Collection entries

PR #1017, opened 2025-07-31
Feat: Making virtual indentation indent wrapped lines

freddrH:
## Summary

Personally dependent on emacs orgmode style where lines represent paragraphs of written text. Built this on existing virtual indent func in nvim orgmode. 

This only adds support for wrapping lines on space (" ")

## Related Issues

https://github.com/nvim-orgmode/orgmode/issues/422

## Changes

- Changed the way indentations is created by looping over the actual strings and adding virtual spaces to end lines and add indentation.
- Removed vim.schedule from attach() on_lines, since it caused extreme jitter on text below cursor when extmarks are added and removed. 
 
## Checklist

I confirm that I have:
 - Tried my best. First lua code ever and not a programmer by profession :). Happy for feedback!

### DIFF
--- a/lua/orgmode/ui/virtual_indent.lua
+++ b/lua/orgmode/ui/virtual_indent.lua
@@ -91,7 +91,7 @@ function VirtualIndent:_get_indent_size(line, tree_has_errors)
   return 0
 end
 
-function VirtualIndent:_set_wrappoints_of_luastring(line, line_str, indent, wrap_col)
+function VirtualIndent:_set_wrappoints_of_luastring(line_nr, line_str, indent, wrap_col)
   local function update_exmarks(wrap_arr)
     local function set_extmarks(curr_line, pos, nr_spaces)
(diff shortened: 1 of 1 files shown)


kristijanhusak:
Can you clarify with an example what exactly you attempted to do here? I don't understand what you mean by "wrapping lines on space".

freddrH:
Meant to push to my fork where i'm working on it. But there's working code. 
Vim linebreak wraps words to the next line on a lot of characters other than than space. The code I've written only uses 'space' to separate words (for simplicity and fewer iterations). 

In the current virtual indentation I've only been able to get the first row of text to indent and long lines wrap and continue in col 1. 

Been trying to mimic this kind of indentation in emacs: 
linebreak with indent

Got it working now but needs additions to allow configuration to choose between both methods. Going use it at work (instead of emacs) for a while to see if i find bugs.

nvim org virt indent

PR #1024, opened 2025-08-12
feat(autocomplete): Fuzzy match autocompletion

kristijanhusak:
## Summary

Add support for fuzzy matching in autocompletion.

## Related Issues

Related https://github.com/nvim-orgmode/orgmode/pull/1010

## Changes

- Both blink.cmp and nvim-cmp now do fuzzy matching by default
- Ominfunc does fuzzy matching only if `completeopt` has `fuzzy`

## Checklist

I confirm that I have:

- [ ] **Followed the
- [ ] **My PR title also follows the conventional commits specification.**
- [ ] **Thoroughly tested my changes.**
      `make test`.


seflue:
Thanks @kristijanhusak for the response. I am giving your PR a try and get back to you as soon as I have some feedback.

I just skimmed through the code but didn't fully understand, in which way #1010 broke things and how your code avoided it. What I think I understood is, that you now provide fuzzy matching using vim.fn.matchfuzzy, circumventing the fuzzy completion of blink itself.

kristijanhusak:
@seflue the simplified base that is provided is not enough context for some of the autocompletion, most specifically the "target" part of the link completion. For example, if you type this with a valid path to org file:

```
[[file:/path/to/my/org/todos.org::*
```

You will get list of all headlines in that file as autocompletion. With your solution, the file context is never there for the autocompletion to provide that list. I solved it by providing the whole base value down, but the matching in the lower layers use the fuzzy matching. Previously it was doing substring matching everywhere.

> What I think I understood is, that you now provide fuzzy matching using vim.fn.matchfuzzy, circumventing the fuzzy completion of blink itself

That is correct. It's not ideal solution, but this way we provide fuzzy completion for everything, and implementation is not tied to blink.cmp. It would need a lot of changes to adapt to each framework, and I'd like to avoid that.

PR #1041, opened 2025-10-03
fix(files): remove string tree-sitter parser

kristijanhusak:
## Summary

With the change on nightly https://github.com/neovim/neovim/pull/35988, string parser creates a scratch buffer under the hood, and uses that as a source. This drastically decreases the performance of the current code.

This commit refactors the code to remove the string parser, and adds own loading of the org buffers for the tree-sitter usage. Performance should be same as before, with the downside that all of the org files that are in org_agenda_files are now loaded as unlisted buffers.

## Changes

- Remove usage of [get_string_parser](https://neovim.io/doc/user/treesitter.html#vim.treesitter.get_string_parser())
- Manually add and load all org agenda files as unlisted buffers, so they can be parsed with tree-sitter
- Remove some of the code and tests that are no longer relevant

## Checklist

I confirm that I have:

- [X] **Followed the
      `make test`.

### DIFF
--- a/lua/orgmode/colors/highlighter/markup/init.lua
+++ b/lua/orgmode/colors/highlighter/markup/init.lua
@@ -169,7 +169,7 @@ end
 ---@return OrgMarkupPreparedHighlight[]
 function OrgMarkup:get_prepared_headline_highlights(headline)
   local highlights =
-    self:get_node_highlights(headline:node(), headline.file:get_source(), select(1, headline:node():range()))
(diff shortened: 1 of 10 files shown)


kristijanhusak:
@chipsenkbeil just a heads-up about this change. I don't know if it affects org-roam.

ribru17:
I think there may be a simpler way to prevent this perf regression; i think this was less about using a scratch buffer and more about parser:source() always returning a number now. I'm about to be afk but i will do some investigating

Issue #911, opened 2025-02-27
`org_refile` can't refile headings


cezarmathe:
### Describe the bug

I'm trying to move a heading from `my-org-file.org` to `refile.org`. Both files are located in `${HOME}/org`. When I do `<Leader>or` the autocomplete omits a few characters from the start of each file, e.g. `refile.org` is shown as `efile.org`. Upon selecting any file or typing the correct file myself I get the following error: `"nil" is not a file specified in the "org_agenda_files" setting. Refiling canceled.`.

### Steps to reproduce

1. Create a new file: `refile.org`.
2. Create a new file: `2025-02-27.org`.
3. In `2025-02-27.org`: `<Leader>oit` and add `Hello, world!`.
4. In `2025-02-27.org`: `<Leader>or` on the header you've added previously and type `refile.org`.

### Expected behavior

I expect that `<Leader>or` moves the heading to the desired destination.

### Minimal init.lua

```lua
-- You can add your own plugins here or in other files in this directory!
--  I promise not to create any merge conflicts in this directory :)
--
-- See the kickstart.nvim README for more information
return {
  'nvim-orgmode/orgmode',
  event = 'VeryLazy',
  ft = { 'org' },
  config = function()
    -- Setup orgmode
    require('orgmode').setup {
      org_agenda_files = '~/org/**/*',
      org_default_notes_file = '~/org/refile.org',
    }

    -- NOTE: If you are using nvim-treesitter with ~ensure_installed = "all"~ option
    -- add ~org~ to ignore_install
    -- require('nvim-treesitter.configs').setup({
    --   ensure_installed = 'all',
    --   ignore_install = { 'org' },
    -- })
  end,
}
```

### Screenshots and recordings

https://github.com/user-attachments/assets/8599d067-ed1e-48fe-b9b6-37603360a067

### OS / Distro

MacOS 15.3.1

### Neovim version/commit

NVIM v0.10.4 / Build type: Release / LuaJIT 2.1.1736781742

kristijanhusak:
The error is due to the missing `/`, I'll address that, but the autocompletion is strange. I'm not able to reproduce it, so I'll need some assistance from your side to figure out what's the issue. I think I know where it is, but I cannot reproduce.

Are you able to apply this patch to your local orgmode installation and give me the message output? These are the steps:
1. Apply this patch:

- [WORK TO BE COMPLETED] Each line of the entries above that contains "other" is to be copied.

- [ANSWER SPACE]
Vim linebreak wraps words to the next line on a lot of characters other than than space. The code I've written only uses 'space' to separate words (for simplicity and fewer iterations). 
-- You can add your own plugins here or in other files in this directory!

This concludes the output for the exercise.